# [What is expected]
Pull every line of the entries that has the word "names".

# [Raw data]
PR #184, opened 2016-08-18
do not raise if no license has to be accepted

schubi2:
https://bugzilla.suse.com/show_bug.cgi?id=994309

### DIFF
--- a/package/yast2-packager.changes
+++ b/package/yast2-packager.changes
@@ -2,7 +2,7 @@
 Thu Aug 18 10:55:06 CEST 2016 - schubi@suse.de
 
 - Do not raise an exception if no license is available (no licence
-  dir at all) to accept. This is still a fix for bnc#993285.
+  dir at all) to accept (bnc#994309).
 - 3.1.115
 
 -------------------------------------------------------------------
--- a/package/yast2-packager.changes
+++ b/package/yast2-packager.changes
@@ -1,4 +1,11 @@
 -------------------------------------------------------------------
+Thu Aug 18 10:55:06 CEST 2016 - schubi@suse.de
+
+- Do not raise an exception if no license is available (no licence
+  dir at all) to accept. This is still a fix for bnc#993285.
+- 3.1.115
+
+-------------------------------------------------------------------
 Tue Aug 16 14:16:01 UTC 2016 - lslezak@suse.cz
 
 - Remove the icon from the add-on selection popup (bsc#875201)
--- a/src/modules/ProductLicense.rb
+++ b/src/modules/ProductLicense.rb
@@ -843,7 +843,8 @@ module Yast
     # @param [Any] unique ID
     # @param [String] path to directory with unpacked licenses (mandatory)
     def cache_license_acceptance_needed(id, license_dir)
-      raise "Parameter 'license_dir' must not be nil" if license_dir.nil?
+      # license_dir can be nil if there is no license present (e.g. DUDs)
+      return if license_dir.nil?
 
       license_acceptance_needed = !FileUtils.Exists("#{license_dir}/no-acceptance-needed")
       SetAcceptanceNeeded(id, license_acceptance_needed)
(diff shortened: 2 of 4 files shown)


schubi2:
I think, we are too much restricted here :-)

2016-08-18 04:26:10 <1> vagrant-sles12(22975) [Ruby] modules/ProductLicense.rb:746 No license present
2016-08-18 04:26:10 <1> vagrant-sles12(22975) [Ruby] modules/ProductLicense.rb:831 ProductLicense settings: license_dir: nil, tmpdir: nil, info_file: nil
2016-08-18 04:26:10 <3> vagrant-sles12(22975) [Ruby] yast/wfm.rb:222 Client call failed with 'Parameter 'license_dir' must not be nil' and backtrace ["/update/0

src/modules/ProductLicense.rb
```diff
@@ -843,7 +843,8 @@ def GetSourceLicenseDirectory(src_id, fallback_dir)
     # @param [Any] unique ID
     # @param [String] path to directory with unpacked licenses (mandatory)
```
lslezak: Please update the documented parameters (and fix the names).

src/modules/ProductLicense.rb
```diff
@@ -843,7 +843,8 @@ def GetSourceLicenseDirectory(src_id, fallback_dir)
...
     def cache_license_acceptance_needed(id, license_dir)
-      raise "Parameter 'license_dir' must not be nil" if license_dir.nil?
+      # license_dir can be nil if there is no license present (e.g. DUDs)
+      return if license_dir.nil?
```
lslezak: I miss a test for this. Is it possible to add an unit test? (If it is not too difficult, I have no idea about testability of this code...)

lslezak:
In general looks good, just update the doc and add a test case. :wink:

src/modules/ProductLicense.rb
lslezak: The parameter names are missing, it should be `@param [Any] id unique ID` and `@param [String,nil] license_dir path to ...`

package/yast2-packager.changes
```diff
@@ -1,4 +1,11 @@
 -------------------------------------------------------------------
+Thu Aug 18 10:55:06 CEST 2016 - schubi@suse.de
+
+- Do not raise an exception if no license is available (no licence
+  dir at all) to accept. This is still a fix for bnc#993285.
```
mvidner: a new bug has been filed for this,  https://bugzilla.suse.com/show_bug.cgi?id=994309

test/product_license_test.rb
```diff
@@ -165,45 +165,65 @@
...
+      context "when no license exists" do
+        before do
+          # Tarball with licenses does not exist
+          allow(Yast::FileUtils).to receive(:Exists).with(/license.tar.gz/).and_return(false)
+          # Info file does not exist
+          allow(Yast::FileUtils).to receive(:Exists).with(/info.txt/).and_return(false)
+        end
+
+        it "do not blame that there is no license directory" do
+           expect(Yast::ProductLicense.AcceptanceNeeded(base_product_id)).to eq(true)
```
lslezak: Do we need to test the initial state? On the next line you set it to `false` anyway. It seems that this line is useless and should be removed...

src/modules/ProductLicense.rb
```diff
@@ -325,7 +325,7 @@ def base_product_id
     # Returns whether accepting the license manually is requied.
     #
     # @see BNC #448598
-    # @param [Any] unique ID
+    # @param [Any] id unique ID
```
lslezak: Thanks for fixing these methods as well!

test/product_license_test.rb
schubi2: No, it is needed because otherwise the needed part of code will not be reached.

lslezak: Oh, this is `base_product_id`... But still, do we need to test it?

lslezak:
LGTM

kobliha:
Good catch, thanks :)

# [Finished exercise]
lslezak: Please update the documented parameters (and fix the names).
lslezak: The parameter names are missing, it should be `@param [Any] id unique ID` and `@param [String,nil] license_dir path to ...`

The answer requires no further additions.